Show us more.  Does it have its head badge? Decals? Does the paint seem original?


----------



## abe lugo (Jun 23, 2015)

*similar model at Copake auction*

http://copakeauction.auctionflex.co...&keyword=mead&lso=lotnumasc&pagenum=1&lang=En

Been looking for a frame set with crank and sprocket for a long enough that I forgot.

make your money on the wheels, fenders and seat.

Please keep the carcass together. PM sent.

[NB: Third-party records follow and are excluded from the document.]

PR #462, opened 2026-04-28
[FAIL] test(e2e): probe-real-new-session-chat (UX C)

Jiahui-Gu:
## Probe steps (as implemented)
1. `createIsolatedClaudeDir()` — copies `settings.json` + friends from `~/.claude` into a tempdir (no chat history).
2. `launchCcsmIsolated({ tempDir })` — boots prod bundle with `CCSM_PROD_BUNDLE=1`, isolated `HOME` / `USERPROFILE` / `CLAUDE_CONFIG_DIR` / `CCSM_CLAUDE_CONFIG_DIR`.
3. Wait for App's `claudeAvailable` probe to leave the indeterminate state (no `data-testid="claude-availability-probing"`).
4. `seedSession(win, { name: 'probe-new-session', cwd: tempDir })` — `createSession` also sets `activeId`, which is what causes `<TtydPane>` to mount on the right.
5. `waitForWebviewMounted(win, electronApp, sid, { timeout: 60000 })` — host-page `<webview title="ttyd session ${sid}">` + main-process WebContents + xterm + `window.term`.
6. `waitForXtermBuffer(electronApp, wcId, /trust|claude|welcome|│|╭|>/i, 30s)` — claude TUI rendered.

I just noticed the rear fender is a ladies too.


----------



## Mackisl (Jun 24, 2015)




----------



## Mackisl (Jun 24, 2015)




----------



## dave the wave (Jun 24, 2015)

you have some nice parts on that bike lets ad up the value of those shall we? front fender $300-$400,tires$300,seat $200,bars and stem $200,rims $200,the rest $200.


----------



## redline1968 (Jun 24, 2015)

Double post sorry


----------



## redline1968 (Jun 24, 2015)

More like 200 300 on fender 150 seat 150 bars grips 50 rims 100 150. Tires 150red150?white, fork 60 frame 60 crank 40  misc. rest 100


----------



## dave the wave (Jun 24, 2015)

and i agree.


----------



## Nick-theCut (Jun 24, 2015)

The power of more pictures!  Missing head badge, but looks like legitimate original paint.  Bars and stem are definitely incorrect add ons.  Cool stuff.  Sent you a PM


----------



## Mackisl (Jun 25, 2015)

I am so glad I found this site and everyone has been very helpful.  I have received messages inquiring about practically every part on the bike....!!!


----------



## bricycle (Jun 26, 2015)

somebody will want that rear tire and wheel. Never seen a mead tire, and never seen that wheel with plating that good!!!!!!!


----------